Amazon Signs Inference Chip Deal With Cerebras Systems

Amazon said it has reached a deal with Cerebras Systems to bring Cerebras’ artificial intelligence inference chips to Amazon Web Services, expanding the menu of specialized hardware available to customers building and running generative AI applications in the cloud.
The arrangement will make Cerebras chips accessible through AWS, according to reports from The Wall Street Journal and Reuters, and statements from Cerebras describing the company’s technology coming to AWS. The companies are positioning the partnership around AI inference, the stage where trained models generate outputs such as text, images, or code in response to user prompts.
Amazon, through AWS, is a major provider of cloud computing infrastructure for businesses, governments, and developers. Cerebras Systems is known for building large-scale AI chips and systems designed to accelerate machine learning workloads. The companies said the deal focuses on improving performance for inference workloads, which have become a central cost and capacity concern as generative AI tools are deployed more broadly.
The move adds another option for AWS customers seeking higher speed and efficiency as they serve AI-powered features to end users. Inference can require massive compute resources when applications scale, creating demand for hardware optimized for running models quickly and economically.

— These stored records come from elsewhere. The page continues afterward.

PR #1178, opened 2026-08-10
fix: reject terminal tasks before persisting push config (V2)

ez-lbz:
### 1. Check terminal task state before persisting the push config (V2 handler)

**Problem:** In `DefaultRequestHandlerV2._setup_active_task()` (`src/a2a/server/request_handlers/default_request_handler_v2.py`), the push-notification config was written to the store via `set_info()` *before* the terminal-state check ran inside `ActiveTask.start()`. As a result, sending a message to an already-completed/canceled/failed/rejected task with a `task_push_notification_config` in the request still persisted the config for that terminal task. V1's handler checks terminal state before any persistence.

**Fix (src/a2a/server/request_handlers/default_request_handler_v2.py):**
- When `message.task_id` is provided and the task exists, the terminal-state check now runs immediately after loading the task and before the request-context build / `set_info()` call, matching V1's ordering (`default_request_handler.py` `_setup_message_execution`).
- Raises the same `InvalidParamsError("Task {id} is in terminal state: {state}")` that `ActiveTask.start()` raised before, so the error contract is unchanged; the `start()` check remains as a second line of defense.

## Testing

- `./.venv/Scripts/python -m pytest tests/server/request_handlers/test_default_request_handler_v2.py -q` → **63 passed**.
- `./.venv/Scripts/python -m pytest tests/server/request_handlers/test_default_request_handler.py tests/utils/test_task.py -q` → **82 passed** (V1 unaffected).
- Updated the two existing `on_message_send` / `on_message_send_stream` terminal-state tests to seed the terminal task through the task store (the check now runs earlier than the patched `TaskManager.get_task`), and added a new parametrized regression test `test_on_message_send_terminal_task_skips_push_config_persistence` asserting `set_info` is never awaited for terminal tasks.
- `./.venv/Scripts/python -m ruff check` on modified files: clean (the pre-existing `too-many-positional-arguments` finding on the handler `__init__` exists on `main`).
- Behavior change: push configs are no longer persisted for terminal tasks; the error raised to the client is unchanged.

### DIFF
--- a/src/a2a/server/request_handlers/default_request_handler_v2.py
+++ b/src/a2a/server/request_handlers/default_request_handler_v2.py
@@ -203,6 +203,17 @@ class DefaultRequestHandlerV2(RequestHandler):
             task = await self.task_store.get(original_task_id, call_context)
             if not task:
                 raise TaskNotFoundError(f'Task {original_task_id} not found')
+            # Reject terminal tasks before persisting anything (e.g. the push
+            # notification config below). Previously the terminal-state check
+            # only happened inside ActiveTask.start(), after set_info() had
+            # already written the config for an already-completed task.
+            if task.status.state in TERMINAL_TASK_STATES:
+                raise InvalidParamsError(
+                    message=(
+                        f'Task {task.id} is in terminal state: '
+                        f'{task.status.state}'
+                    )
+                )
 
         # Build context to resolve or generate missing IDs
         request_context = await self._request_context_builder.build(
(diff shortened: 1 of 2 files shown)


ConnorMoss02:
Ran the two existing terminal-state tests against main without your change and they still pass. They only prove an error comes back, not that it comes back before the config gets written, so `set_info.assert_not_awaited()` in the new test is the only assertion that fails if this fix is removed.

ez-lbz:
Exactly right — and thanks for running that check. The `set_info.assert_not_awaited()` assertion is the whole point of the new test: the two pre-existing tests pass on `main` precisely because the terminal-state rejection happens eventually, just not before the config is persisted — so they can't distinguish the buggy ordering from the fixed one. `assert_not_awaited` pins the ordering itself, which is the only observable difference that matters here.

PR #1179, opened 2026-08-10
fix: remove zombie registry entries when ActiveTask start fails

ez-lbz:
### 1. Remove registry entries synchronously when `ActiveTask.start()` fails

**Problem:** `ActiveTaskRegistry.get_or_create()` (`src/a2a/server/agent_execution/active_task_registry.py`) inserts the `ActiveTask` into `_active_tasks` *before* calling `start()`. If `start()` raises (e.g. the task is already in a terminal state), the only cleanup was the fire-and-forget `asyncio.create_task(self._remove_task(...))` scheduled via `_on_active_task_cleanup` inside `ActiveTask.start()`. That cleanup runs asynchronously and may not execute before another request checks the registry, leaving a zombie entry for a task that never started — and a concurrent `get_or_create` could return the half-started task.

**Fix (src/a2a/server/agent_execution/active_task_registry.py):**
- Wrapped the `start()` call in `get_or_create()` with `try/except`; on any failure the entry is removed synchronously under `_lock` before the exception propagates.
- The removal is idempotent (`pop`), so the fire-and-forget cleanup task scheduled by `ActiveTask.start()` remains harmless if it runs later.

## Testing

- `./.venv/Scripts/python -m pytest tests/server/agent_execution/test_active_task_registry.py -q` → **6 passed** (includes new `test_get_or_create_failed_start_removes_zombie_entry`, which seeds a completed task so `start()` raises `InvalidParamsError`, then asserts the registry no longer contains the task).
- `./.venv/Scripts/python -m pytest tests/server/agent_execution/ -q` → **73 passed**.
- `./.venv/Scripts/python -m pytest tests/server/request_handlers/test_default_request_handler_v2.py -q` → **59 passed** (registry consumers unaffected).
- Behavior change: none for the success path; on a failed `start()` the registry is now guaranteed not to retain the task.

### DIFF
--- a/src/a2a/server/agent_execution/active_task_registry.py
+++ b/src/a2a/server/agent_execution/active_task_registry.py
@@ -90,10 +90,26 @@ class ActiveTaskRegistry:
                 raise TaskNotFoundError
             return existing
 
-        await active_task.start(
-            call_context=call_context,
-            create_task_if_missing=create_task_if_missing,
-        )
+        try:
+            await active_task.start(
+                call_context=call_context,
+                create_task_if_missing=create_task_if_missing,
+            )
+        except Exception:
+            # Remove the entry synchronously instead of relying on the
+            # fire-and-forget _on_active_task_cleanup path scheduled by
+            # ActiveTask.start() on failure. That cleanup runs in a separate
+            # task and may not execute before another request checks the
+            # registry, leaving a zombie entry for a task that never started.
+            # The pop itself is non-blocking, so holding the (sync) RLock
+            # briefly inside the async path is safe.
+            with self._lock:
+                self._active_tasks.pop(task_id, None)
+                logger.debug(
+                    'Removed failed active task for %s from registry',
+                    task_id,
+                )
+            raise
         return active_task
 
     def _on_active_task_cleanup(self, active_task: ActiveTask) -> None:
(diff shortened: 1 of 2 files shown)


src/a2a/server/agent_execution/active_task_registry.py
```diff
@@ -69,10 +69,24 @@ async def get_or_create(
...
+                call_context=call_context,
+                create_task_if_missing=create_task_if_missing,
+            )
+        except Exception:
+            # Remove the entry synchronously instead of relying on the
+            # fire-and-forget _on_active_task_cleanup path scheduled by
+            # ActiveTask.start() on failure. That cleanup runs in a separate
+            # task and may not execute before another request checks the
+            # registry, leaving a zombie entry for a task that never started.
+            async with self._lock:
```
mykytanetipa: async lock doesn't make a lot of sense here for single sync pop with no await, you've likely kept it for consistency with codebase which already moved to threading.RLock.

mykytanetipa (changes requested):
Thank you for this contribution. Could you rebase this onto latest main? It's built on an older base (_lock is now threading.RLock, and get_or_create was restructured)

ez-lbz:
Rebased onto latest `main` — the zombie-entry cleanup now lives in the restructured `get_or_create` (sync `_lock` + `start()` outside the lock): on any `start()` failure the just-inserted entry is removed synchronously under the RLock before the error propagates, so a subsequent lookup can never observe a never-started task. Registry tests pass locally (`tests/server/agent_execution/`: 77 passed).

PR #1180, opened 2026-08-10
fix: make get_info_for_dispatch abstract to prevent silent notification drops

ez-lbz:
### 1. Make `get_info_for_dispatch` abstract on `PushNotificationConfigStore`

For AWS, offering Cerebras hardware alongside other cloud compute options is a way to compete in a market where customers increasingly evaluate cloud providers based on their ability to deliver AI performance and availability. For Cerebras, the deal places its chips within one of the largest cloud platforms, potentially widening access to its technology for enterprises that prefer to consume AI infrastructure as a cloud service rather than buying and operating their own systems.
The partnership also underscores the growing specialization inside cloud data centers, where providers are expanding beyond general-purpose computing into tailored systems built for AI. As more companies move from experimentation to production AI, inference performance and cost have become practical constraints that can shape user experience, latency, and operating budgets.
Details about customer availability, pricing, and the specific AWS service path for accessing Cerebras inference hardware were not fully laid out in the provided context. The companies have framed the agreement as an expansion of infrastructure choices for customers running generative AI workloads.
Next, AWS customers and developers will be looking for concrete rollout timelines, regions where the capacity will be offered, and technical documentation showing how Cerebras-based inference integrates with existing AWS tools and model deployment workflows. Enterprises evaluating the offering will also seek benchmarks and service-level commitments once the capability is generally available.
The deal marks another step in the intensifying push by cloud providers and chipmakers to supply the infrastructure that will run the next wave of AI applications at scale.